Quelle che registrano la pressione esercitata sulla pelle ad esempio terminano con ramificazioni a gomitolo o a pennacchio, mentre quelle del dolore hanno una terminazione tronca e così via secondo il tipo di sollecitazione. Recentemente però la ricerca ha dimostrato che ogni terminazione nervosa entra in gioco, mettendosi in relazione con le altre, per ogni tipo di stimolo.

Così i recettori del calore o del tatto contribuiscono anche alle sensazioni di piacere o di prurito, in una specie di sinfonia che rende sfaccettata e complessa la registrazione della sensazione.

Il meccanismo che regola questa interazione però è ancora quasi completamente sconosciuto.

In quello stesso centimetro di pelle sono presenti anche canali vascolari per circa 1 metro. In ogni istante nella nostra cute fluisce circa un terzo della totalità del nostro sangue, per questo dal colorito dell’incarnato un buon medico può dedurre lo stato generale del nostro sistema circolatorio.

Il sangue infatti, non è filtrato e purificato solo dai reni, ma anche a livello cutaneo. Tornando per l’ultima volta al nostro centimetro di pelle bisogna ricordare che in esso sono presenti anche all’incirca 10.000 microrganismi di tipo batterico, in un individuo sano che pratica una corretta igiene: pur avendo le proprie difese la cute è lungi dall’essere sterile.

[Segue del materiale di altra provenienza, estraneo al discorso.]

PR #255, opened 2021-09-29
Add COGNITO_USER_POOLS authorizer to API spec

jasonburkert-ccpo:
Added a COGNITO_USER_POOLS type authorizer named `cognitoAuthorizer` to API spec

All API operations now require authorization through `cognitoAuthorizer`

User pool logicalId is now `AtatUserPool`

Ticket: AT-6533


atat_provisioning_wizard_api.yaml
```diff
@@ -834,6 +834,18 @@ components:
...
+      description: >-
+        Authorizes API access by token. Token obtained from custom IdP and provided in subsequent API requests.
+      type: apiKey
+      name: Authorization
+      in: header
+      x-amazon-apigateway-authtype: cognito_user_pools
+      x-amazon-apigateway-authorizer:
+        type: cognito_user_pools
+        providerARNs:
+          - Fn::GetAtt: ApplicationsApiUserPool.Arn
```
jasonburkert-ccpo, line 848: Need to replace `ApplicationsApiUserPool` here to get the ARN of the pool.

kylelaker:
Good stuff! Should just need a logical ID override!

atat_provisioning_wizard_api.yaml
jasonburkert-ccpo: Done in 10f27bd5ea564f332396af736d434b72eefcb0a7

kylelaker-ccpo:
Eventually (*not in this ticket*) we should take an action to see if we can make the authorization toggleable.

Something like:

```typescript
const forceAuth = new cdk.CfnCondition(this, "ForceAuthorization", {
  expression: cdk.Fn.conditionEquals(props?.requireAuthorization ?? true, true),
});
forceAuth.overrideLogicalId("IsAuthorizationRequired");
```

and then across the stack:

```yaml
security:
  Fn::If:
    - IsAuthorizationRequired
    - [ { cognitoAuthorizer: [] } ]
    - Ref: AWS::NoValue
```

We're going to have to play around with it to be sure and it feels like maybe it'd be messy to troubleshoot in this PR.

kylelaker-ccpo:
I put the comments above into PR #259. I'd like to see that get merged (into this branch) so that we can handle the configurability option. And this way no one has to make manual changes to the code to disable authorization during their test workflow.

jeffsegal-ccpo (approved):
Love it

jasonburkert-ccpo:
Good colab.  Thanks everyone!

PR #256, opened 2021-09-29
Map additional attributes

kylelaker-ccpo:
These are some standard attributes available from Azure AD.


kylelaker-ccpo:
This supports AT-6532 and is a fairly trivial addition. We may need to change it later. But this gives us something pretty to show in the UI while we're still ironing details.

jeffsegal-ccpo (approved):

PR #257, opened 2021-09-29
Create MFA and Password Policies for UserPool

kylelaker-ccpo:
Because the user pool theoretically could have a static user created,
this enforces strict MFA and password requirements on the pool to ensure
that if a user is for some reason created that the password policy in
place is a strict as possible.


juliusfitzhugh-ccpo (approved):
And here I thought my password length of 25 was long. Looks super secure to me.

PR #259, opened 2021-09-30
Conditionally require authorization

kylelaker-ccpo:
This adds another environment variable to override this setting. By
default, authorization is required. It can be overriden with:

```
export ATAT_REQUIRE_AUTH=false
```


jeffsegal-ccpo (approved):
Awesome.

PR #261, opened 2021-09-30
Add two scripts for developer convenience

jasonburkert-ccpo:
`reinstall.sh`
Enables install/update of nearly all software tools (nvm not included) and package dependencies in under a minute.  Runs bootstrap, build, test.  This is great for establishing a baseline especially when moving between branches.

`versions.sh`
Displays versions of relevant software tools.


jasonburkert-ccpo:
Sample output of `reinstall.sh`
[output.txt](https://github.com/dod-ccpo/atat-web-api/files/7258094/output.txt)

jasonburkert-ccpo:
I suppose if your machine is not single-purpose (used just for this project) the removal of node versions is a bit aggressive and may not be desired.  Thoughts?

reinstall.sh
```diff
@@ -0,0 +1,27 @@
...
+echo " - install the latest TypeScript"
+echo " - install all package dependencies"
+echo " - bootstrap, build, and test"
+echo " - display software tool versions"
+read -rp "Press enter to continue or Ctrl+C to cancel"
+. $NVM_DIR/nvm.sh
+. $HOME/.profile
+. $HOME/.bashrc
+echo; echo "[Remove node versions]" && rm -rf $NVM_DIR/versions/node/ && mkdir $NVM_DIR/versions/node/
+echo; echo "[Install AWS CLI]" && sudo apt install awscli
```
juliusfitzhugh-ccpo, line 23: Th script might stop here because of `apt` command for mac users. I'm assuming not too many people are using macOS, so it'll work for the majority. I use Homebrew to install and manage my packages like awscli.

reinstall.sh
```diff
@@ -0,0 +1,27 @@
...
+echo; echo "[Install node]" && cd $ATAT_WEB_API_DIR && nvm install
+echo; echo "[Install TypeScript and AWS CDK Toolkit]" && npm install -g typescript aws-cdk
+echo; echo "[Install package dependencies, bootstrap, build, and test]" && cd $ATAT_WEB_API_DIR && npm ci && npm run bootstrap && npm run build && npm run test
```
juliusfitzhugh-ccpo, line 26: I feel like this line is a little gold nugget, especially before pushing to do a PR.

juliusfitzhugh-ccpo:
This is a good baseline to get up and running and can be used for onboarding and function testing purposes. 

I do think the removal of node versions is a bit aggressive.

reinstall.sh
jasonburkert-ccpo: Definitely good feedback.  I've only run it on Ubuntu.

kylelaker-ccpo:
I am not sure that we want to put these in the root of the repo. Maybe a `scripts/` folder?

reinstall.sh
jasonburkert-ccpo: > I am not sure that we want to put these in the root of the repo. Maybe a `scripts/` folder?

That makes sense.

jasonburkert-ccpo:
`scripts/` makes sense

jasonburkert-ccpo:
Re: existing node versions, just leave them alone and install the prescribed version?

scripts/reinstall.sh
```diff
@@ -0,0 +1,25 @@
...
+echo " - install all package dependencies"
+echo " - bootstrap, build, and test"
+echo " - display software tool versions"
+read -rp "Press enter to continue or Ctrl+C to cancel"
+. $NVM_DIR/nvm.sh
+. $HOME/.profile
+. $HOME/.bashrc
+echo; echo "[Install AWS CLI]" && sudo apt install awscli
+echo; echo "[Install node]" && cd $ATAT_WEB_API_DIR && nvm install
+echo; echo "[Install TypeScript and AWS CDK Toolkit]" && npm install -g typescript aws-cdk
```
kylelaker-ccpo, line 23: Perhaps we should start encouraging accessing `tsc` and `cdk` via `npx` rather than installing the tools globally?

scripts/reinstall.sh
```diff
@@ -0,0 +1,25 @@
...
+echo " - install the latest AWS CDK Toolkit"
+echo " - install the latest TypeScript"
+echo " - install all package dependencies"
+echo " - bootstrap, build, and test"
+echo " - display software tool versions"
+read -rp "Press enter to continue or Ctrl+C to cancel"
+. $NVM_DIR/nvm.sh
+. $HOME/.profile
+. $HOME/.bashrc
+echo; echo "[Install AWS CLI]" && sudo apt install awscli
```
kylelaker-ccpo, line 21: As @juliusfitzhugh-ccpo pointed out, this will break on macOS; though, not just there but any Linux that either doesn't use apt or that doesn't package the AWS CLI. We also want to encourage folks to use AWS CLI v2 and some distros may still be packaging v1.

scripts/exportrestapi.sh
```diff
@@ -0,0 +1,11 @@
+#!/bin/bash
+if [ $# -eq 0 ]
+  then
+    echo "No arguments supplied."
+    echo "Expected Parameters:"
+    echo "  1. The Physical ID of the AWS::ApiGateway::RestApi, for example 'd82arw4bnk'"
+    exit 1
+fi
+today=$(date +"%Y-%m-%d")
+aws apigateway get-export --export-type swagger --parameters extensions='postman' --profile atat-sandbox-dev --stage-name prod --rest-api-id $1 ~/AtatWebApi-restapi-$1-postman-export-${today}.json
```
kylelaker-ccpo: Why Swagger and not OpenAPI v3?

kylelaker-ccpo: Let's not hardcode a profile

scripts/exportrestapi.sh
```diff
@@ -0,0 +1,19 @@
...
+    echo
+    echo "RestApis visible to AWS profile ${AWS_PROFILE}:"
+    aws apigateway get-rest-apis --profile ${AWS_PROFILE} | jq -c '.items[] | (.createdDate |= todate) | {rest_api_id: .id, stack_name: .tags."aws:cloudformation:stack-name", created_date: .createdDate}'
+    echo
+    echo "To switch AWS profiles, set an environment variable, for example 'export AWS_PROFILE=atat-sandbox-dev'"
+    exit 1
+fi
+today=$(date +"%Y-%m-%d")
+output=~/${AWS_PROFILE}-restapi-$1-${today}.json
+aws apigateway get-export --export-type swagger --parameters extensions='postman' --profile ${AWS_PROFILE} --stage-name prod --rest-api-id $1 ${output}
```
kylelaker-ccpo, line 17: Any reason for swagger and not OpenAPI?

scripts/exportrestapi.sh
```diff
@@ -0,0 +1,19 @@
+#!/bin/bash
+AWS_PROFILE="${AWS_PROFILE:-atat-sandbox-dev}"
+if [ $# -eq 0 ]
+  then
+    echo "No arguments supplied."
+    echo "Expected Parameters:"
+    echo "  1. The ID of a AWS::ApiGateway::RestApi, for example 'd82arw4bnk'"
+    echo
+    echo "RestApis visible to AWS profile ${AWS_PROFILE}:"
+    aws apigateway get-rest-apis --profile ${AWS_PROFILE} | jq -c '.items[] | (.createdDate |= todate) | {rest_api_id: .id, stack_name: .tags."aws:cloudformation:stack-name", created_date: .createdDate}'
```
kylelaker-ccpo, line 10: You should be able to pass the `jq` stuff to the `--query` flag of the AWS CLI?

scripts/exportrestapi.sh
```diff
@@ -0,0 +1,19 @@
+#!/bin/bash
+AWS_PROFILE="${AWS_PROFILE:-atat-sandbox-dev}"
```
kylelaker-ccpo, line 2: I don't know whether we necessarily want a default? A user that has not configured their `AWS_PROFILE` env var may also not use the same naming conventions we have documented privately in Confluence.

kylelaker-ccpo (commented):
There are useful for specific use cases but I wonder if we want to be introducing platform-specific code into the codebase. Is keeping these scripts maintained a requirement in the event we make a change that causes them to break? How will we ensure they stay up-to-date? Do we have an obligation to scan these with SonarCloud?

Would it be better for us to have a place in our internal Confluence where we document some of these snippets and provide explanation/context around them? I am just not sure we want to introduce scripts that tie us to Linux (and specifically Debian/Ubuntu-ish Linux) if that's not where all our devs are today and I am concerned about the implications of adding scripts into the git repo as far as ownership and maintainability.

We lose good version control in Confluence and the scripts are no longer public, but maybe we'd also have more space for them to feel less magical and to let users actually understand what's happening under the hood.

If we have scripts that become necessary for the build or release process, it'd make more sense to have those in the repo (but I'd still be hesitant). I know that some of these concerns are slippery-slope-type things but with SonarCloud setup and compliance questions coming up pretty heavily recently, I just want to make sure we understand the impact of adding non-app code to the repo and if it's safer/easier to store it somewhere else.

reinstall.sh
jasonburkert-ccpo: I've replaced `reinstall.sh` with `install.sh`.  It does slightly less and stays away from those OS-specific commands and tasks like installing `awscli`.

reinstall.sh
jasonburkert-ccpo: Refined previous script resulting in `install.sh` and kept this line intact.

scripts/exportrestapi.sh
jasonburkert-ccpo: I've made the improved version use environment var `AWS_PROFILE` with a sensible default.

As for the Swagger vs OpenAPI: I'm not sure.  Been using these settings for several sprints and it works with Postman.  Will look into it.

scripts/exportrestapi.sh
jasonburkert-ccpo: So, you advise removing the default?

scripts/exportrestapi.sh
jasonburkert-ccpo: I'm providing the RestApi id options for selection.  Do you mean that I could feed those options into AWS CLI so they can pick?

scripts/reinstall.sh
jasonburkert-ccpo: Good points.  I've removed the `awscli` installation from the replacement `install.sh`

scripts/exportrestapi.sh
jasonburkert-ccpo: `oas30` would be better here

> [Required] The type of export. Acceptable values are 'oas30' for OpenAPI 3.0.x and 'swagger' for Swagger/OpenAPI 2.0.

jasonburkert-ccpo: Changed in 4dfa3a8a5635fa364e99e34a44e577ecf59cf1f3

scripts/exportrestapi.sh
jasonburkert-ccpo: Changed in 4dfa3a8a5635fa364e99e34a44e577ecf59cf1f3

scripts/exportrestapi.sh
jasonburkert-ccpo: Oh, you mean do away with the `jq` call altogether.

jasonburkert-ccpo: Changed in db668a3aba43aef84786a95cb13d304c6f38a527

Senza addentrarci nelle specifiche caratteristiche di questa microflora batterica ricordiamo soltanto che, in assenza di patologie, essa è addirittura vantaggiosa per la nostra salute poiché combatte altri agenti esterni più aggressivi e pericolosi, tanto da essere considerata residente, come in un rapporto di simbiosi mutualistica.

Quindi quella che appare come una semplice e liscia superficie, che noi vorremmo mantenere liscia e uniforme il più a lungo possibile, è in realtà uno degli organi più complessi del nostro corpo e questo spiega anche come mai la scienza dermatologica ha avuto esordi tanto incerti e un rapido sviluppo solo negli ultimi decenni.